Luis Peña Garcia, a resident of Puerto Rico, sustained work-related injuries to his neck, back, and upper and lower extremities in May 1994, resulting in permanent total disability. In 1998, the Department of Labor (DOL) found that Peña’s former employer and its insurance carrier were required to provide him with medical care and treatment for his injury under the LHWCA, which Congress extended to territories including Puerto Rico with the Defense Base Act. The law requires reimbursement of “all reasonable and necessary medical expenses” for eligible work-related injuries.

In keeping with Puerto Rico’s regulations allowing physician-recommended medical marijuana, a doctor licensed in Puerto Rico recommended “edibles such as cookies infused with specific dosage of medical cannabis” as treatment for Peña’s chronic pain. “This seems to be one of the only treatments that best works for [Peña] at night time due to its absorption and dose doubling effect,” the doctor explained.

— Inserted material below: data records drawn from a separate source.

PR #7919, opened 2023-03-14
Desktop, CLI: Resolves #7889: `--safe-mode` command line flag

### LINKED ISSUE #7889: Add a "--safe-mode" command line flag
We should add a "--safe-mode" command line flag so that if the app is frozen on startup (for example due to a rendering bug), it's still possible to switch to safe mode. When that flag is present it sets the setting "isSafeMode" to 1

palerdot:
Resolves #7889 

### Details

This PR adds a `--safe-mode` option to the list of flags. If `--safe-mode` is given from the command line or from the `flags.txt` file, the app is started in **safe mode.** 

### Testing

For this feature, manual testing is done for following cases.

##### Case 1 (Desktop):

When Peña sought reimbursement for the cannabis-infused products, his request was denied by his employer’s insurer. He appealed the denial to a DOL administrative law judge (ALJ). But the ALJ ruled that marijuana’s classification as a Schedule I substance under the CSA necessarily entailed that the drug had no accepted medical use under federal law. Consequently, the ALJ concluded, marijuana could not be a “reasonable and necessary medical treatment” under the LHWCA, and Peña’s employer and insurance carrier were not obligated to reimburse him for his cannabis-infused edibles.

In his appeal, Peña argued that medical marijuana is a reasonable and necessary treatment for pain management and that he was thus entitled to reimbursement for the drug under the LHWCA. However, the federal appeals court noted that while the LHWCA requires reimbursement of “all reasonable and necessary medical expenses” for eligible work-related injuries, the Controlled Substances Act (CSA) makes it “unlawful knowingly to manufacture, distribute, or possess with intent to distribute controlled substances.”

The appeals court found Peña’s argument is foreclosed by the plain text of the CSA and as such, Schedule I substances like marijuana, have “no currently accepted medical use in treatment in the United States.”

The appeal was heard in the Second Circuit because the DOL’s office in New York adjudicated Peña’s claim.